Data Protection Impact Assessment (DPIA) Training Workshop

Code4833 CurriculumData Protection/GDPR Sub-CategoryData Protection

There are currently no dates listed for this course.
Contact us by calling 01285 407 177 or email

Course Outline

Data Protection Impact Assessment (DPIA) Workshop – 1 day


This one-day workshop is designed to provide delegates with the practical knowledge needed to perform a data protection impact assessment (DPIA) that will minimise privacy risks and comply with the UK Data Protection Act (DPA) and the EU General Data Protection Regulation (GDPR). 

Use data protection impact assessments to minimise privacy risks and comply with the EU GDPR.

A data protection impact assessment (DPIA) is a key risk assessment process outlined in the requirements of the EU General Data Protection Regulation (GDPR). It helps organisations make an early evaluation of the impact a business process might have on the privacy of the individuals involved, and ensures compliance with the UK Data Protection Act and EU GDPR.

The Information Commissioner’s Office (ICO) already recommends that privacy impact assessments are conducted to assess the privacy risks for all policies and projects involving the use, collection and disclosure of personal information, and the government’s Security Policy Framework mandates their use by all government departments

In order to comply with the GDPR, organisations will be required to perform a DPIA where the processing of personal data involves high risk to the rights and freedoms of individuals. In particular, a DPIA will be required for automated data processing activities, including:
1.    Profiling leading to decisions that produce legal effects for the individual.
2.    Large-scale processing of certain types of data.
3.    Systematic monitoring of a publicly accessible area on a large scale.
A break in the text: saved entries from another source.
PR #14516, opened 2022-07-27
chore(typo): prisma.schema -> schema.prisma

Jolg42:
I randomly searched for that brain :exploding_head: that is prisma.schema because it's wrong, as the official file extension is .prisma and therefore schema.prisma it should be :smile:

### DIFF
--- a/packages/cli/src/__tests__/commands/CLI.test.ts
+++ b/packages/cli/src/__tests__/commands/CLI.test.ts
@@ -95,7 +95,7 @@ it('introspect should include deprecation warning', async () => {
 
   await expect(result).rejects.toMatchInlineSnapshot(`
           Could not find a schema.prisma file that is required for this command.
-          You can either provide it with --schema, set it as \`prisma.schema\` in your package.json or put it into the default location ./prisma/schema.prisma https://pris.ly/d/prisma-schema-location
+          You can either provide it with --schema, set it as \`schema.prisma\` in your package.json or put it into the default location ./prisma/schema.prisma https://pris.ly/d/prisma-schema-location
         `)
   expect(ctx.mocked['console.log'].mock.calls).toHaveLength(0)
   expect(ctx.mocked['console.info'].mock.calls).toHaveLength(0)
--- a/packages/cli/src/__tests__/commands/CLI.test.ts
+++ b/packages/cli/src/__tests__/commands/CLI.test.ts
@@ -95,7 +95,7 @@ it('introspect should include deprecation warning', async () => {
 
   await expect(result).rejects.toMatchInlineSnapshot(`
           Could not find a schema.prisma file that is required for this command.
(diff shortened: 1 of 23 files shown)


packages/cli/src/__tests__/commands/CLI.test.ts
```diff
@@ -95,7 +95,7 @@ it('introspect should include deprecation warning', async () => {
 
   await expect(result).rejects.toMatchInlineSnapshot(`
           Could not find a schema.prisma file that is required for this command.
-          You can either provide it with --schema, set it as \`prisma.schema\` in your package.json or put it into the default location ./prisma/schema.prisma https://pris.ly/d/prisma-schema-location
+          You can either provide it with --schema, set it as \`schema.prisma\` in your package.json or put it into the default location ./prisma/schema.prisma https://pris.ly/d/prisma-schema-location
```
SevInf, line 98: I think in this case `prisma.schema` was correct since it's talking about `pacakge.json` key, not the file.

packages/cli/src/__tests__/commands/Doctor.test.ts
```diff
@@ -24,7 +24,7 @@ it('should fail when Prisma schema is missing', async () => {
   const result = Doctor.new().parse([])
   await expect(result).rejects.toThrowErrorMatchingInlineSnapshot(`
           Could not find a schema.prisma file that is required for this command.
-          You can either provide it with --schema, set it as \`prisma.schema\` in your package.json or put it into the default location ./prisma/schema.prisma https://pris.ly/d/prisma-schema-location
+          You can either provide it with --schema, set it as \`schema.prisma\` in your package.json or put it into the default location ./prisma/schema.prisma https://pris.ly/d/prisma-schema-location
```
SevInf, line 27: And here as well, `schema.prisma` looks correct

packages/internals/src/cli/getSchema.ts
```diff
@@ -40,7 +40,7 @@ export async function getSchemaPathInternal(
     return customSchemaPath
   }
 
-  // 2. Try the package.json `prisma.schema` custom path
+  // 2. Try the package.json `schema.prisma` custom path
```
SevInf, line 43: Again, `package.json` key, not the path

SevInf (changes requested):
A good chunk of messages talks about `prisma.schema` key in `package.json`, not the file path, could you double check?

packages/cli/src/__tests__/commands/CLI.test.ts
Jolg42: Ouch, good point!

Jolg42:
@SevInf Thanks I fixed (reverted) the ones about the package.json

SevInf (approved):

The DPIA Workshop will explain how to develop a DPIA, implement the project, monitor the results and take action where required. When conducted at the start of a project, a DPIA will help organisations identify and resolve problems at an early stage, reducing the associated costs and potential damage to reputation.

Course Timetable

•    Day 1: 09.30 – 16.30

What will you learn on this course

•    The principles of data protection impact assessment (DPIA).
•    The legal requirements for a DPIA
•    Getting started: how to conduct a DPIA.
•    Determining whether the risk is acceptable.
•    How to develop a data protection impact assessment procedure.
•    How to create and implement more efficient project processes.
•    Monitoring the results and understanding when to take action.
•    How to track the outcomes in order to take the appropriate remedial actions.
•    Why and how to conduct a data flow mapping exercise

Exam results and certificates

•    Where exams are taken online (either remotely or by computer in the classroom), provisional exam results will be available immediately on completion of the exam. Confirmed exam results will be issued within 10 working days from the date of the exam.
•    Where exams are done in paper form, we aim to make confirmed exam results available within 10 working days from the date of the exam.
•    For both online and paper exams, certificates for those who have achieved a passing grade will be issued within 10 working days from the date of the exam.
•    Results notifications and certificates are sent directly to candidates by the relevant exam board in electronic format; please note that hard copy exam certificates are not issued.

Who should attend the course

The course is aimed at managers who are responsible for ensuring that their organisation is fully compliant with its data privacy obligations. This includes data privacy/protection, compliance, HR, IT and contracts managers. The course is particularly relevant to people who work in organisations that process large quantities of personal information, such as government departments, universities, charities and market research companies.

Entry requirements

While there are no formal entry requirements, this course has been designed to meet the needs of delegates who have some knowledge of data protection and the GDPR. We recommend that delegates who require an introduction to the requirements of the GDPR attend our certified GDPR Foundation training course or purchase the data protection pocket guides. Delegates on the certified GDPR Practitioner course do not need to attend the workshop, as the material is already covered in the DPIA section of the GDPR P course.